McDonald’s is anticipated to generate a modest profit from its $5 meal deal, with profit margins expected to range from 1% to 5%, translating to gains of approximately $0.05 to $0.25 per combo sold, according to restaurant analyst Mark Kalinowski.
This meal deal is part of McDonald’s strategy to attract inflation-weary customers back into its restaurants, with the hope that once they enter, they will make additional purchases beyond the $5 offer.
However, the potential for profit is contingent on various factors, including the costs of ingredients, labor, and overhead expenses. Arlene Spiegel, president of consulting firm Arlene Spiegel & Associates, remarked that the $5 meal deal is “more promotional than profitable.”
Even if the deal successfully draws customers, it may not ensure that franchise owners will see the profits, as approximately 95% of McDonald’s outlets are franchisee-owned. This means the franchisees set their own prices and bear additional expenses such as rent, insurance, permits, and taxes.
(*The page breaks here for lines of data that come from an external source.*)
PR #49, opened 2023-02-17
agent: collect + send billing metrics

sharnoff:
Haven't tested it, still need to add more comments.

### DIFF
--- a/pkg/agent/billing.go
+++ b/pkg/agent/billing.go
@@ -2,6 +2,7 @@ package agent
 
 import (
 	"context"
+	"math"
 	"net/http"
 	"time"
 
@@ -18,6 +19,7 @@ import (
 
 type BillingConfig struct {
 	URL                 string `json:"url"`
+	CPUMetricName       string `json:"cpuMetricName"`
 	CollectEverySeconds uint   `json:"collectEverySeconds"`
 	PushEverySeconds    uint   `json:"pushEverySeconds"`
 	PushTimeoutSeconds  uint   `json:"pushTimeoutSeconds"`
@@ -53,21 +55,27 @@ type vmMetricsInstant struct {
 
 // vmMetricsSeconds is like vmMetrics, but the values cover the allocation over time
 type vmMetricsSeconds struct {
-	// cpu stores the cpu seconds allocated to the VM, roughly equivalent to the integral of CPU
+	// cpu stores the CPU seconds allocated to the VM, roughly equivalent to the integral of CPU
 	// usage over time.
 	cpu uint32
 }
 
 const (
-	MetricNameCPU string = "cpu"
 	EndpointLabel string = "neon/endpoint-id"
 )
 
-func RunBillingMetricsColllector(backgroundCtx context.Context, conf *BillingConfig, store *util.WatchStore[vmapi.VirtualMachine]) {
+func RunBillingMetricsColllector(
+	backgroundCtx context.Context,
+	conf *BillingConfig,
+	targetNode string,
+	store *util.WatchStore[vmapi.VirtualMachine],
+) {
 	client := billing.NewClient(conf.URL, http.DefaultClient)
 
 	collectTicker := time.NewTicker(time.Second * time.Duration(conf.CollectEverySeconds))
 	defer collectTicker.Stop()
+	// Offset by half a second, so it's a bit more deterministic.
+	time.Sleep(500 * time.Millisecond)
 	pushTicker := time.NewTicker(time.Second * time.Duration(conf.PushEverySeconds))
 	defer pushTicker.Stop()
 
@@ -78,23 +86,29 @@ func RunBillingMetricsColllector(backgroundCtx context.Context, conf *BillingCon
 		pushWindowStart: time.Now(),
 	}
 
-	state.collect(conf, store)
+	state.collect(conf, targetNode, store)
+	batch := client.NewBatch()
 
 	for {
 		select {
 		case <-collectTicker.C:
-			state.collect(conf, store)
+			klog.Infof("Collecting billing state")
+			state.collect(conf, targetNode, store)
 		case <-pushTicker.C:
-			batch := state.makeBatch(&client)
+			klog.Infof("Creating billing batch")
+			state.drainAppendToBatch(conf, batch)
+			klog.Infof("Pushing billing events (count = %d)", batch.Count())
 			if err := pushBillingEvents(conf, batch); err != nil {
 				klog.Errorf("Error pushing billing events: %s", err)
 				continue
 			}
-			// Sending was successful; reset state
-			state.clear()
+			// Sending was successful; clear the batch.
+			batch = client.NewBatch()
 		case <-backgroundCtx.Done():
 			// If we're being shut down, push the latests events we have before returning.
-			batch := state.makeBatch(&client)
+			klog.Infof("Creating final billing batch")
+			state.drainAppendToBatch(conf, batch)
+			klog.Infof("Pushing final billing events (count = %d)", batch.Count())
 			if err := pushBillingEvents(conf, batch); err != nil {
 				klog.Errorf("Error pushing billing events: %s", err)
 			}
@@ -103,7 +117,7 @@ func RunBillingMetricsColllector(backgroundCtx context.Context, conf *BillingCon
 	}
 }
 
-func (s *billingMetricsState) collect(conf *BillingConfig, store *util.WatchStore[vmapi.VirtualMachine]) {
+func (s *billingMetricsState) collect(conf *BillingConfig, targetNode string, store *util.WatchStore[vmapi.VirtualMachine]) {
 	now := time.Now()
 
 	old := s.present
@@ -172,21 +186,16 @@ func (h *vmMetricsHistory) finalizeCurrentTimeSlice() {
 		return
 	}
 
-	duration := h.lastSlice.endTime.Sub(h.lastSlice.startTime).Nanoseconds()
+	duration := h.lastSlice.endTime.Sub(h.lastSlice.startTime)
 	if duration < 0 {
 		panic("negative duration")
 	}
 
-	// note: we could've used Duration.Seconds() above, but that gives us a float. We absolutely do
-	// not want to be doing billing math with floats.
-	//
-	// TODO: This approach here explicitly rounds us down - otherwise rounding is actually quite
-	// tricky, and it's safer to round down than up. In the future, we might internally store things
-	// as milliseconds or something, and round down to the nearest "CPU second" when sending the
-	// batch, in order to be more accurate. There's a variety of options.
-	seconds := duration / time.Second.Nanoseconds()
+	seconds := duration.Seconds()
+	// TODO: This approach is imperfect. Floating-point math is probably *fine*, but really not
+	// something we want to rely on. A "proper" solution is a lot of work, but long-term valuable.
 	metricsSeconds := vmMetricsSeconds{
-		cpu: uint32(h.lastSlice.metrics.cpu) * uint32(seconds),
+		cpu: uint32(math.Round(float64(h.lastSlice.metrics.cpu) * seconds)),
 	}
 	h.total.cpu += metricsSeconds.cpu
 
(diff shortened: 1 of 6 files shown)


pkg/agent/billing.go
```diff
@@ -0,0 +1,181 @@
...
+	state.collect(conf, store)
+
+	for {
+		select {
+		case <-collectTicker.C:
+			state.collect(conf, store)
+		case <-pushTicker.C:
+			batch := state.drainIntoBatch(&client)
+			if err := pushBillingEvents(conf, batch); err != nil {
+				return fmt.Errorf("Error pushing billing events: %w", err)
```
tychoish, line 79: does this mean that if we fail to push once we stop collecting consumption data? 

While I don't expect the console to be buggy, this seems aggressive.

pkg/agent/billing.go
```diff
@@ -0,0 +1,181 @@
...
+		present:    make(map[billingMetricsKey]vmMetrics),
+		lastTime:   nil,
+	}
+
+	state.collect(conf, store)
+
+	for {
+		select {
+		case <-collectTicker.C:
+			state.collect(conf, store)
```
tychoish, line 75: I was initially sort of concerned that by doing collection and pushing in the same thread, one could block the other, but I imagine that collection is always pretty fast, and if we don't collect for a couple of seconds that's probably net fine? 

The other option is to do them in different threads and use https://github.com/tychoish/fun/blob/main/pubsub/queue.go#L34 or similar to buffer/shed load.

pkg/agent/billing.go
```diff
@@ -0,0 +1,181 @@
...
+		}
+		if oldMetrics, ok := old[key]; ok {
+			// The VM was present from s.lastTime to now. Add a time slice to its metrics history.
+			timeSlice := metricsTimeSlice{
+				metrics: vmMetrics{
+					// strategically under-bill by assigning the minimum to the entire time slice.
+					cpu: util.Min(oldMetrics.cpu, presentMetrics.cpu),
+				},
+				// note: we know s.lastTime != nil because otherwise old would be empty.
+				startTime: *s.lastTime,
```
tychoish, line 118: I'd be inclined to avoid twiddling `time.Time` pointers and instead use the `time.Time.IsZero` to check the "is this set" status.

pkg/agent/billing.go
```diff
@@ -0,0 +1,181 @@
...
+	return batch
+}
+
+func (h vmMetricsHistory) forEachMergedSlice(process func(metricsTimeSlice)) {
+	if len(h.slices) == 0 {
+		return
+	}
+
+	last := h.slices[0]
+	for _, slice := range h.slices[1:] {
```
tychoish, line 163: range is kind of cute behind the scenes, so I think `slice` is always the same pointer object they just move what it points to? so I often (perhaps with an abundance of caution) use the index rather than the value output of range, a la: 

```go
for idx := range h.slices {
    cur := h.slices[idx] 
}
```

Though admittedly you're also doing someithing clever by starting at the second element, so maybe c-style rather than range is the way to go.

pkg/agent/billing.go
```diff
@@ -0,0 +1,181 @@
...
+	}
+
+	process(last)
+}
+
+func pushBillingEvents(conf *BillingConfig, batch *billing.Batch) error {
+	ctx, cancel := context.WithTimeout(context.TODO(), time.Second*time.Duration(conf.PushTimeoutSeconds))
+	defer cancel()
+
+	return batch.Send(ctx)
```
tychoish, line 180: short timeouts are probably good enough for most cases, but I think will definitely mean that we will miss events during console deploys, and it's worth calling that out, perhaps?

pkg/agent/billing.go
```diff
@@ -0,0 +1,181 @@
...
+
+func (s *billingMetricsState) collect(conf *BillingConfig, store *util.WatchStore[vmapi.VirtualMachine]) {
+	now := time.Now()
+
+	old := s.present
+	s.present = make(map[billingMetricsKey]vmMetrics)
+	for _, vm := range store.Items() {
+		endpointID, ok := vm.Labels[EndpointLabel]
+		if !ok {
+			continue
```
tychoish, line 100: is this "something went away" or "we have a pod that we don't know about"

tychoish (approved):

pkg/agent/billing.go
sharnoff: "we have a pod that we don't know about" — added a comment.

pkg/agent/billing.go
sharnoff: in reverse order:

> admittedly you're also doing someithing clever by starting at the second element, so maybe c-style rather than range is the way to go.

I'll think about it for a bit. I like the readability of range syntax, but I see where you're coming from.

> I think `slice` is always the same pointer object they just move what it points to?

_kind of_ — IIRC it's more accurate to desugar this range as:

```go
{
    var slice metricsTimeSlice
    for i := 1; i < len(slice); i += 1 {
        slice = h.slices[i]
        // -- insert for loop body here --
    }
}
```

so you can run into issues when you create a reference to either `i` or `slice` that lives longer than the loop body, either explicitly with `&slice` or implicitly with a pointer method or anonymous function that captures it.

pkg/agent/billing.go
sharnoff: Yeah, that's what it'll currently do ­— originally wasn't sure about how best to resolve that and was planning on asking you. Although now I think the best way is probably just saving the batch for later if it fails, then re-sending with the merged batch on the next try? new code would look like:

```go
batch := client.NewBatch()
for {
    // -- skipped --
    case <-pushTicker.C:
        state.drainAppendToBatch(&batch)
        if err := pushBillingEvents(conf, batch); err != nil {
            klog.Errorf(...)
            continue
        }
        // reset batch, because sending was successful
        batch = client.NewBatch()
    // -- skipped --
}
```

pkg/agent/billing.go
sharnoff: > I imagine that collection is always pretty fast, and if we don't collect for a couple of seconds that's probably net fine?

that's basically my thoughts as well. Setting a short timeout on pushing means we should be _mostly_ ok — but probably worth improving this eventually.

pkg/agent/billing.go
sharnoff: I think we can miss during console deploys even with long timeouts — this is more a retry issue imo. We can discuss above.

pkg/agent/billing.go
```diff
@@ -0,0 +1,182 @@
...
+}
+
+type metricsTimeSlice struct {
+	metrics   vmMetrics
+	startTime time.Time
+	endTime   time.Time
+}
+
+type vmMetrics struct {
+	cpu uint16
```
sharnoff, line 48: From discussion with @tychoish — this shouldn't be "cpu at a given time", instead should be "cpu seconds consumed over a timeslice". Will fix.

pkg/agent/billing.go
sharnoff: handled in latest commit, as previously discussed.

pkg/agent/billing.go
sharnoff: fixed in latest commit

pkg/agent/billing.go
```diff
@@ -93,84 +107,140 @@ func (s *billingMetricsState) collect(conf *BillingConfig, store *util.WatchStor
...
+func (s *billingMetricsState) makeBatch(client *billing.Client) *billing.Batch {
+	batch := client.NewBatch()
+
+	now := time.Now()
+
+	for key, history := range s.historical {
+		batch.AddIncrementalEvent(billing.IncrementalEvent{
+			IdempotencyKey: uuid.NewString(),
+			MetricName:     MetricNameCPU,
+			Type:           "", // set on JSON marshal
```
tychoish, line 223: I did the setting on json martial just to be cute, but we could delete that and set it here too?

pkg/agent/billing.go
```diff
@@ -93,84 +107,140 @@ func (s *billingMetricsState) collect(conf *BillingConfig, store *util.WatchStor
...
+
+// makeBatch creates a billing.Batch for the currently stored history, without modfiying any of it
+func (s *billingMetricsState) makeBatch(client *billing.Client) *billing.Batch {
+	batch := client.NewBatch()
+
+	now := time.Now()
+
+	for key, history := range s.historical {
+		batch.AddIncrementalEvent(billing.IncrementalEvent{
+			IdempotencyKey: uuid.NewString(),
```
tychoish, line 221: I feel like it's kind of wrong to use a random string (essentially) rather than the name of the object and some stored increment, there could be some weird http socket behavior that putting a random string here would cause us to think that we'd failed but have the request actually go through.

pkg/agent/billing.go
```diff
@@ -93,84 +107,140 @@ func (s *billingMetricsState) collect(conf *BillingConfig, store *util.WatchStor
...
+	}
+
+	// note: we could've used Duration.Seconds() above, but that gives us a float. We absolutely do
+	// not want to be doing billing math with floats.
+	//
+	// TODO: This approach here explicitly rounds us down - otherwise rounding is actually quite
+	// tricky, and it's safer to round down than up. In the future, we might internally store things
+	// as milliseconds or something, and round down to the nearest "CPU second" when sending the
+	// batch, in order to be more accurate. There's a variety of options.
+	seconds := duration / time.Second.Nanoseconds()
```
tychoish, line 187: durations are in nanoseconds already... so can't we just do duration/time.Second (?)

pkg/agent/billing.go
tychoish: yeah, as long as missed sending doesn't cause the payload to balloon, I think we're ok.

pkg/agent/billing.go
sharnoff: Made a change; no longer relevant.

sharnoff:
Did some manual testing, made some fixes, seems ok now. Also made some non-required but good to have changes - refer to the commit message on a46ca8b ("Some fixes, some changes").

Something I missed in the commit message: Decided to go back to an earlier approach w.r.t. batching, so that we preserve idempotency keys — it's essentially now equivalent to what I proposed here: https://github.com/neondatabase/autoscaling/pull/49#discussion_r1111314682. AFAICT, there's no way to respect idempotency that isn't equivalent to this approach.

pkg/agent/billing.go
sharnoff: See recent changes, should be handled.

pkg/agent/billing.go
sharnoff: I think there's better options; I'll open a follow-up PR.

pkg/agent/billing.go
```diff
@@ -0,0 +1,246 @@
...
+		case <-collectTicker.C:
+			klog.Infof("Collecting billing state")
+			state.collect(conf, targetNode, store)
+		case <-pushTicker.C:
+			klog.Infof("Creating billing batch")
+			state.drainAppendToBatch(conf, batch)
+			klog.Infof("Pushing billing events (count = %d)", batch.Count())
+			if err := pushBillingEvents(conf, batch); err != nil {
+				klog.Errorf("Error pushing billing events: %s", err)
+				continue
```
tychoish, line 103: if we get here, we have `n` things in the batch, the next time we get to line 98, we begin adding more things to the batch, correct, which means every time hit this condition, the batch will get bigger, thereby decreasing its chance of success. (particularly given the 500ms window and the chance that these could be running in different regions.)

pkg/agent/billing.go
tychoish: Also our little flap in cloud last week, makes me realize that we'll not be able to get to the control plane in 500ms from every agent. I think we should land this, and have an issue open to fiddle with this more, before GA

pkg/agent/billing.go
sharnoff: Yeah, it's not great. Realistically, size of JSON shouldn't cause us latency issues (as discussed, it'll still be quite small). Timeouts are worth considering, but also the configured duration is in seconds, so... :shrug:

When we add metrics, it'd be good to have something tracking the amount of time these requests take.

pkg/agent/billing.go
```diff
@@ -0,0 +1,246 @@
...
+
+// drainAppendToBatch clears the current history, adding it as events to the batch
+func (s *billingMetricsState) drainAppendToBatch(conf *BillingConfig, batch *billing.Batch) {
+	now := time.Now()
+
+	for key, history := range s.historical {
+		history.finalizeCurrentTimeSlice()
+
+		batch.AddIncrementalEvent(billing.IncrementalEvent{
+			IdempotencyKey: uuid.NewString(),
```
antonyc, line 225: Would be nice to store ISO time and hostname here for debug too.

In May, Joe Erlinger, McDonald’s U.S. president, noted that franchisees often implement promotional offers like the $5 meal deal to help offset these overhead costs. However, Spiegel pointed out that the deal serves primarily as a “loss leader” aimed at attracting and retaining customers. Once the added costs of labor, packaging, condiments, delivery, and marketing are considered, franchise owners may find that they are left with little to no profit from the items included in the bundle.